Instructions for the task: Begin with the first line of the entries below. Copy each line exactly, stopping after the one that contains "Thanks @SudoCat We".

Provided information:

Issue #6849, opened 2023-04-14
React useId cannot generate unique identifiers for islands


SudoCat:
### What version of `astro` are you using?

2.2.3

### Are you using an SSR adapter? If so, which one?

None

### What package manager are you using?

pnpm

### What operating system are you using?

Mac

### What browser are you using?

Firefox

### Describe the Bug

When rendering React components in separate islands on one page, React's `useId` hook generates duplicate IDs.

The react `useId` hook generates incrementing IDs based on the react component tree. As islands have separate roots, they will generate their IDs separately, resulting in collisions.

Many accessibility-focused React UI libraries make use of `useId` to generate aria attributes. This functionality is currently not compatible with Astro.

React does provide a configuration option, `identifierPrefix`, which can be passed to `createRoot`, `hydrateRoot`, `renderToString` and similar functions. 

If the react renderer adapter passed a unique `identifierPrefix` when rendering each island, this issue could be resolved. 

---

I attempted adding this in to the react adapter, but I wasn't sure on the best method to generate a consistent unique ID per component during server rendering which could be accessible to client rendering.

At first I considered using the UID attribute on the astro-island wrapping element, unfortunately that isn't available at server render time, as it's generated from hashing the server renderinng response. This value also isn't guaranteed to be unique - if the same component is rendered in two places on a page with the same props, the generated UID is identical. 

I'm not sure what the best solution would be, but I'd be more than happy to write up a PR if anyone has some better thoughts on how to achieve this!

### Link to Minimal Reproducible Example

https://stackblitz.com/edit/withastro-astro-lriyir?file=src/pages/index.astro

### Participation

- [X] I am willing to submit a pull request for this issue.

matthewp:
Thanks @SudoCat We do something similar for Preact here: https://github.com/withastro/astro/blob/main/packages/integrations/preact/src/signals.ts#L43

I think the same method could work here. Use `this.result` which is a unique object for each render, and increment a counter. Then You can pass data attributes to use in the client.

SudoCat:
Excellent, this seems like a more practical solution with fewer issues than serializing and hashing the props.

I'll work on porting the preact context solution over to the react adapter, and shall raise a PR if I get everything working. Thanks for pointing me in the right direction!

PR #6976, opened 2023-05-03
Generate unique ids within each React island

SudoCat:
Resolves https://github.com/withastro/astro/issues/6849

React's useId hook generates unique IDs by incrementing down the component tree. When multiple react roots are on a single page, these IDs can collide. React provides an option, `identifierPrefix` to prefix ids per root.

Using preact adapters context solution, increment an ID per component rendered on a request, preventing collisions. 

## Changes

- Ensures each react island can generate unique ids without collisions, improve accessibility
- follows the context pattern used by preact-adapter to increment id per component
- incremental id is added to astro-island element attributes, named `prefix`
- id is passed to react server rendering methods directly as `identifierPrefix` option
- id is read from attributes client side, and passed as options to createRoot/hydrateRoot as `indetifierPrefix`

## Testing

- tested via local linking to validate results
- test case added to react test suite to validate that two ids generated in separate islands are unique.

## Docs

Unsure if documentation is needed; shouldn't change anything for users - something that didn't work properly will now work as intended.

### DIFF
--- a/.changeset/happy-ears-call.md
+++ b/.changeset/happy-ears-call.md
@@ -1,0 +1,5 @@
+---
+'@astrojs/react': patch
+---
+
+Prevent ID collisions in React.useId
--- a/packages/integrations/react/context.js
+++ b/packages/integrations/react/context.js
@@ -1,0 +1,24 @@
+const contexts = new WeakMap();
+
+const ID_PREFIX = 'r';
+
+function getContext(rendererContextResult) {
+	if (contexts.has(rendererContextResult)) {
+		return contexts.get(rendererContextResult);
+	}
+	const ctx = {
+		currentIndex: 0,
+		get id() {
+			return ID_PREFIX + this.currentIndex.toString();
+		},
+	};
+	contexts.set(rendererContextResult, ctx);
+	return ctx;
+}
+
+export function incrementId(rendererContextResult) {
+	const ctx = getContext(rendererContextResult)
+	const id = ctx.id;
+	ctx.currentIndex++;
+	return id;
+}
--- a/packages/integrations/react/server.js
+++ b/packages/integrations/react/server.js
@@ -1,6 +1,7 @@
 import React from 'react';
 import ReactDOM from 'react-dom/server';
 import StaticHtml from './static-html.js';
+import { incrementId } from './context.js';
 
 const slotName = (str) => str.trim().replace(/[-_]([a-z])/g, (_, w) => w.toUpperCase());
 const reactTypeof = Symbol.for('react.element');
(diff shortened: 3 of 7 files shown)


.changeset/happy-ears-call.md
```diff
@@ -0,0 +1,5 @@
+---
+'@astrojs/react': minor
```
ematipico, line 2: Should this be a `patch` instead?

packages/integrations/react/context.js
```diff
@@ -0,0 +1,21 @@
+const contexts = new WeakMap();
+
+export function getContext(result) {
+	if (contexts.has(result)) {
+		return contexts.get(result);
+	}
+	let ctx = {
```
ematipico, line 7: nit: `let` => `const`

packages/integrations/react/context.js
```diff
@@ -0,0 +1,21 @@
+const contexts = new WeakMap();
+
+export function getContext(result) {
```
ematipico, line 3: Can we call `result` with a better name? It's a result of what?

packages/integrations/react/context.js
```diff
@@ -0,0 +1,21 @@
...
+	if (contexts.has(result)) {
+		return contexts.get(result);
+	}
+	let ctx = {
+		c: 0,
+		get id() {
+			return 'r' + this.c.toString();
```
ematipico, line 10: What are `c` and `"r"`? Sorry for being pedantic, but I think we can have better names.

Like, we can assign `'r'` to a constant and give it a good name, so we know what it's that for.

packages/integrations/react/server.js
```diff
@@ -58,6 +59,12 @@ async function getNodeWritable() {
 }
 
 async function renderToStaticMarkup(Component, props, { default: children, ...slotted }, metadata) {
+	let prefix;
+	if (this && this.result) {
+		prefix = incrementId(getContext(this.result))
```
ematipico, line 64: nit: we can avoid exposing the `getContext` function and use it inside `incrementId` directly. `getContext` is only used in this place, so we don't need to export it.

.changeset/happy-ears-call.md
SudoCat: I wasn't sure, so I went probably overly cautious. I couldn't really decide if this counted as a bug fix or additional functionality. I suppose it makes something work that didn't work before, as opposed to exposing new possibilities or options, so a patch is more appropriate? 
I'll update this. _Somehow_. 😅

packages/integrations/react/server.js
SudoCat: resolution: removed getContext

packages/integrations/react/context.js
SudoCat: resolution: renamed `c` to `currentIndex`. assigned `'r'` to `const ID_PREFIX = 'r'` and interpolated.

packages/integrations/react/context.js
SudoCat: renamed `result` to `rendererContextResult`

SudoCat:
No worries at all! Your pedantry aligns well with my own. I'm very grateful for a prompt review, anything to help get this accessibility issue fixed and shipped 🎉

PR #6981, opened 2023-05-04
Add global crypto to @astrojs/webapi

### LINKED ISSUE #6870: `crypto` global is only partially polyfilled

2.3.0

(none)

pnpm

Mac

(none)

### Describe the Bug

Global `crypto` seems to be polyfilled by Astro but only `crypto.getRandomValues()` exists. `crypto.subtle` and `crypto.randomUUID()` is undefined. 

https://github.com/pilcrowOnPaper/astro-crypto

### Participation

andremralves:
## Changes

fixes #6870

- Add the global `crypto` to be polyfilled in the webapi package.

<details>

I need some opinions to finish this issue

Currently the global crypto will not be polyfilled even if I add it to the webapi package (using `node version<=18`).

That is because it's already partially polyfilled by `@astrojs/compiler` in the global scope here: https://github.com/withastro/compiler/blob/bedced877522e3a14ec9416b592a2c185b8fd0d5/packages/compiler/node/wasm_exec.ts#L25-L33

The code above just polyfills the `getRandomValue` method and It runs before the `applyPolyfill` function is called in Astro's core. So the polyfill for `crypto` is skiped as it already exists (but with only one method).

I thought about some alternatives to solve that:

1. Polyfill the entire crypto interface in the `@astrorjs/compiler` package.
2. Call the polyfill from `webapi` before the compiler's files are imported.
3. Create a HACK in the `webapi` package to polyfill just the missing properties from crypto.
4. Remove the global polyfill from `@astrorjs/compiler` (I tested and nothing broke, but I don't know if can affect in something else).

</details>

## Testing
...
## Docs

No docs necessary


Princesseuh:
While https://github.com/withastro/compiler/pull/790 fixes the issue in dev, I would assume that in prod SSR, this is still an issue, right? I'm personally for this PR.

andremralves:
You are right @Princesseuh. Good catch! I tested locally and in prod SSR we still can't use crypto globally.

image

I also noticed that I get a type error when I import webcrypto because the `@types/node` package used by `webapi` is still on version `v14.18.21`, maybe it should be updated as v14 is no longer supported  and Astro uses version `>=16.12`.

PR #6990, opened 2023-05-04
Add caching for optimized images

Princesseuh:
## Changes

This PR adds a new setting `cacheDir` (default is `./node_modules/.astro` (same as `@astrojs/image`)) that is then used to cache optimized images in order to be able to reuse the build artifacts in subsequent builds.

This should unblock larger website from using `astro:assets`, as the previous implementation wasn't performant enough

## Testing

Added tests

## Docs

N/A

### DIFF
--- a/packages/astro/src/@types/astro.ts
+++ b/packages/astro/src/@types/astro.ts
@@ -431,6 +431,23 @@ export interface AstroUserConfig {
 
 	/**
 	 * @docs
+	 * @name cacheDir
+	 * @type {string}
+	 * @default `"./node_modules/.astro"`
+	 * @description Set the directory used to cache build artifacts to. Files in this directory will be used in subsequent builds to speed up the build time.
+	 *
+	 * The value can be either an absolute file system path or a path relative to the project root.
+	 *
+	 * ```js
+	 * {
+	 *   cacheDir: './my-custom-cache-directory'
+	 * }
+	 * ```
+	 */
+	cacheDir?: string;
+
+	/**
+	 * @docs
 	 * @name site
 	 * @type {string}
 	 * @description
--- a/packages/astro/src/@types/astro.ts
+++ b/packages/astro/src/@types/astro.ts
@@ -434,7 +434,7 @@ export interface AstroUserConfig {
 	 * @name cacheDir
 	 * @type {string}
 	 * @default `"./node_modules/.astro"`
-	 * @description Set the directory used to cache build artifacts to. Files in this directory will be used in subsequent builds to speed up the build time.
+	 * @description Set the directory for caching build artifacts. Files in this directory will be used in subsequent builds to speed up the build time.
 	 *
 	 * The value can be either an absolute file system path or a path relative to the project root.
 	 *
--- a/packages/astro/src/assets/internal.ts
+++ b/packages/astro/src/assets/internal.ts
@@ -73,12 +73,19 @@ export function getStaticImageList(): Iterable<
 	return globalThis.astroAsset.staticImages?.entries();
 }
 
-interface GenerationData {
+interface GenerationDataUncached {
+	cached: false;
 	weight: {
 		before: number;
 		after: number;
 	};
 }
+
+interface GenerationDataCached {
+	cached: true;
+}
+
+type GenerationData = GenerationDataUncached | GenerationDataCached;
 
 export async function generateImage(
 	buildOpts: StaticBuildOptions,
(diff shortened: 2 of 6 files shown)


packages/astro/src/core/config/schema.ts
```diff
@@ -13,6 +13,7 @@ const ASTRO_CONFIG_DEFAULTS: AstroUserConfig & any = {
 	srcDir: './src',
 	publicDir: './public',
 	outDir: './dist',
+	cacheDir: './node_modules/.astro',
```
matthewp, line 16: Why not the top-level `.astro` folder?

Princesseuh: This would require users to set up caching manually on their host, while `node_modules` is already cached by most hosts (same reason why Vite's cache is in `node_modules`, as far as I know)

matthewp: Ok, I didn't realize this. Makes sense in that case.

matthewp (approved):

packages/astro/src/assets/internal.ts
```diff
@@ -89,7 +96,8 @@ export async function generateImage(
 		return undefined;
 	}
 
-	const imageService = (await getConfiguredImageService()) as LocalImageService;
+	// Ensure that the cache directory exists
+	await fs.promises.mkdir(buildOpts.settings.config.cacheDir, { recursive: true });
```
ematipico, line 100: We need to make sure we have the permissions to create the directory. If we don't, is the error already handled?

packages/astro/src/assets/internal.ts
```diff
@@ -112,19 +133,20 @@ export async function generateImage(
...
 		buildOpts.settings.config.image.service.config
 	);
 
-	const finalFileURL = new URL('.' + filepath, clientRoot);
-	const finalFolderURL = new URL('./', finalFileURL);
-
 	await fs.promises.mkdir(finalFolderURL, { recursive: true });
-	await fs.promises.writeFile(finalFileURL, resultData.data);
+	await fs.promises.writeFile(cachedFileURL, resultData.data);
+	await fs.promises.copyFile(cachedFileURL, finalFileURL);
```
ematipico, line 146: Are these FS operations safe? Do you know if errors are handled already?

packages/astro/src/assets/internal.ts
Princesseuh: They're definitely not, but we don't actually handle any kind of FS error at this stage, even outside assets. 

I'd say that it doesn't really matter and we'd rather the build crash with the error than attempt to continue, so handling it would pretty much just be rethrowing it

packages/astro/src/assets/internal.ts
Princesseuh: Same answer as the other comment, we don't handle FS errors in build in general, we'd just rethrow it really

packages/astro/src/assets/internal.ts
matthewp: Good call out. I would expect us to gracefully handle this. If we don't have permission on the cache dir then it should proceed uncached.

ematipico (approved):

packages/astro/src/assets/internal.ts
Princesseuh: It does seems superfluous to me considering that: 
- We don't handle not having permissions to `dist` anyway in the end
- In most cases, the user will have just ran `npm install` before running the build, proving that they have write permissions to `node_modules`

But, I can definitely do it if it feels necessary

matthewp (approved):

packages/astro/src/@types/astro.ts
```diff
@@ -429,6 +429,23 @@ export interface AstroUserConfig {
 	 */
 	outDir?: string;
 
+	/**
+	 * @docs
+	 * @name cacheDir
+	 * @type {string}
+	 * @default `"./node_modules/.astro"`
+	 * @description Set the directory used to cache build artifacts to. Files in this directory will be used in subsequent builds to speed up the build time.
```
sarah11918, line 437:
```suggestion
	 * @description Set the directory for caching build artifacts. Files in this directory will be used in subsequent builds to speed up the build time.
```
I think this is shorter and sweeter!

sarah11918 (approved):

sebastienbarre:
Howdy. I realize this is old, but I can’t find an answer in the docs. Provided I set `cacheDir` to, say, a `cache/` directory at the top of my source tree, outside of `node_modules/`, is it safe to commit this cache directory to my repo? I would make sure to only commit the images, not other assets or json files. And of course I would include a local build step before every deploy.

My use case here is that I do not want to build assets on the server; I want to do it locally. Space is cheap, and I have all the time in the world locally to build them. Ideally, I would assume that during the build step server-side, the prebuilt assets found in the cache directory would be used straight away, as if they had been built on the server instead of locally.

I’m mostly asking because, looking at my cache directory, I see that my filenames contain a hash, for example `typography.DE1iCK6d_Zbsv3q.webp`, and I’m wondering if this hash is stable. Meaning, is its value deterministic based only on the properties of the file, or does it include data from the machine the asset was built on? In other words, would a different hash be computed for the same image when built remotely versus locally? If that’s the case, that would be an unfortunate deal breaker with respect to committing my cache directory.

Thank you very much.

Reply to the task:
Issue #6849, opened 2023-04-14
React useId cannot generate unique identifiers for islands


SudoCat:
### What version of `astro` are you using?

2.2.3

### Are you using an SSR adapter? If so, which one?

None

### What package manager are you using?

pnpm

### What operating system are you using?

Mac

### What browser are you using?

Firefox

### Describe the Bug

When rendering React components in separate islands on one page, React's `useId` hook generates duplicate IDs.

The react `useId` hook generates incrementing IDs based on the react component tree. As islands have separate roots, they will generate their IDs separately, resulting in collisions.

Many accessibility-focused React UI libraries make use of `useId` to generate aria attributes. This functionality is currently not compatible with Astro.

React does provide a configuration option, `identifierPrefix`, which can be passed to `createRoot`, `hydrateRoot`, `renderToString` and similar functions. 

If the react renderer adapter passed a unique `identifierPrefix` when rendering each island, this issue could be resolved. 

---

I attempted adding this in to the react adapter, but I wasn't sure on the best method to generate a consistent unique ID per component during server rendering which could be accessible to client rendering.

At first I considered using the UID attribute on the astro-island wrapping element, unfortunately that isn't available at server render time, as it's generated from hashing the server renderinng response. This value also isn't guaranteed to be unique - if the same component is rendered in two places on a page with the same props, the generated UID is identical. 

I'm not sure what the best solution would be, but I'd be more than happy to write up a PR if anyone has some better thoughts on how to achieve this!

### Link to Minimal Reproducible Example

https://stackblitz.com/edit/withastro-astro-lriyir?file=src/pages/index.astro

### Participation

- [X] I am willing to submit a pull request for this issue.

matthewp:
Thanks @SudoCat We do something similar for Preact here: https://github.com/withastro/astro/blob/main/packages/integrations/preact/src/signals.ts#L43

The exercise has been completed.